Fin dai primi anni del secolo nel Sud della Cina cominciò ad operare un partito nazionalista: il

Kuomintang che riassumeva il suo programma in tre principi: l’identità del popolo, i diritti del

popolo, la sopravvivenza del popolo. Voleva uno Stato “appartenente a tutti, controllato da tutti, a

vantaggio di tutti”. La forza del programma del Kuomintang era nella sua chiarezza e semplicità. Il

potere imperiale era in crisi. Nel 1911 scoppiò l’insurrezione e nel 1912 fu proclamata la

repubblica sotto la presidenza di Sun Yat Sen (fondatore del Kuomintang). La Cina pur essendo

schierata fra i vincitori della guerra fu maltrattata dai trattati di Versailles. “Salvare la Patria”
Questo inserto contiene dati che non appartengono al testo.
PR #1387, opened 2026-05-27
fix(swarm): prune teammate message history to a sliding window to prevent OOM

jasonkelly007:
## Summary

Long-running in-process teammates accumulate every message turn in the `allMessages` buffer indefinitely. On large codebases a teammate can exhaust the Node.js heap after ~80+ tool-heavy turns before the token-count compaction threshold is crossed, causing an out-of-memory crash.

## Fix

Adds `pruneMessagesToSlidingWindow()` which trims `allMessages` to the most-recent `minRetain` entries (default 40) whenever the buffer exceeds `maxMessages` (default 80). The split boundary is walked backward to ensure:

1. The first retained message is a plain user message (never a tool result mid-pair).
2. No `tool_use` / `tool_result` pair is split across the cut point.

The prune runs at the top of each loop iteration, before `tokenCountWithEstimation()`, so compaction still sees an accurate count of the trimmed window and can summarise if needed.

## Tests

Three new unit tests cover the edge cases:
- Array under the threshold → returned unchanged
- Prunes to a valid user-message boundary
- Does not split a tool_use / tool_result pair

## Notes

This change was originally included accidentally in PR #1332 (Opengateway IPv6/gzip transport fix). It has been extracted here as a clean, independent commit so each fix can be reviewed and rolled back independently.

### DIFF
--- a/src/utils/swarm/inProcessRunner.test.ts
+++ b/src/utils/swarm/inProcessRunner.test.ts
@@ -1,0 +1,103 @@
+import { expect, test } from 'bun:test'
+import { pruneMessagesToSlidingWindow } from './inProcessRunner.js'
+import type { Message } from '../../types/message.js'
+
+test('pruneMessagesToSlidingWindow leaves small message arrays untouched', () => {
+  const messages: Message[] = [
+    {
+      uuid: 'msg-1',
+      type: 'user',
+      message: { role: 'user', content: 'Hello' },
+    },
+    {
+      uuid: 'msg-2',
+      type: 'assistant',
+      message: { role: 'assistant', content: 'Hi there' },
+    },
+  ]
+  const result = pruneMessagesToSlidingWindow(messages, 5, 2)
+  expect(result).toEqual(messages)
+})
+
+test('pruneMessagesToSlidingWindow prunes to a user message start', () => {
+  const messages: Message[] = [
+    {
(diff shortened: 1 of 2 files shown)


kevincodex1 (approved):

jatmn (changes requested):
Thanks for the focused extraction. I took a pass through the changed in-process teammate path and found one issue that should be fixed before this lands.

## Findings

- [P1] Do not use the raw swarm ID as the transcript agent ID
  `src/utils/swarm/inProcessRunner.ts:1209`
  This now passes `identity.agentId` (formatted as `agentName@teamName`) into `runAgent` as an `AgentId`, but teammate team names come from `TeamCreate` without filename/path sanitization. `runAgent` uses that value for sidechain transcript metadata and content-replacement writes, and `getAgentTranscriptPath()` interpolates it directly into `agent-${agentId}.jsonl`. A team name containing path separators or `..` segments can therefore make an in-process teammate write its transcript/metadata outside the session's `subagents` directory, and ordinary names with platform-invalid filename characters can also break transcript persistence. Please keep the generated, file-safe `createAgentId()` value for transcript storage, or introduce a sanitized mapping before this value reaches `getAgentTranscriptPath()`.

jatmn:
closing as abandoned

divenne lo slogan che mobilitò la generazione che aveva fatto la rivoluzione repubblicana. Il

“movimento del 4 maggio” segnò la rinascita del nazionalismo rivoluzionario. Il Nord rimaneva

nelle mani dei giapponesi e dei governi imperialisti. Nel 1921 Sun Yat Sen fu rieletto presidente e

ricevette l’appoggio della Russia Bolscevica che rinunciò alle pretese sulla Manciuria. Nel 1925

Sun Yat Sen morì e del Kuomintang si impadronì Chiang kai Shek. Nel 1927 col suo esercito

prendeva Shanghai e proseguiva la marcia verso nord. Rompeva l’alleanza con i comunisti

ordinando il massacro dei quadri operai di Shanghai. La prima fase della rivoluzione era terminata,

ma il governo di fatto si era messo sotto la protezione dei giapponesi.

L’Irlanda

Anche la Gran Bretagna dovette fronteggiare una rivoluzione nazionalista in Irlanda. L’Irlanda era

una vera e propria colonia inglese sin dalla fine del 400, ma aveva saputo mantenere una propria

identità culturale col suo attaccamento al cattolicesimo. In tutta la Gran Bretagna i cattolici avevano

perso i diritti politici e in Irlanda la grande proprietà terriera veniva espropriata e distribuita ad una

classe dirigente protestante, inglese o scozzese. Qualunque ascesa sociale per gli irlandesi doveva

passare attraverso l’assimilazione alla religione, alla cultura, alla lingua degli inglesi. Circa a metà

dell’ottocento milioni di irlandesi presero la via dell’immigrazione negli Stati Uniti. Il movimento

nazionalista agli inizi del novecento diede vita ad un partito che prese il nome di “Noi soli” (Sinn

Fein in lingua irlandese gaelica) che non escludeva la lotta armata. Il partito lottava per

l’indipendenza totale. Il Sinn Fein divenne l’IRA (Irish Republican Army) e una “Dieta d’Irlanda”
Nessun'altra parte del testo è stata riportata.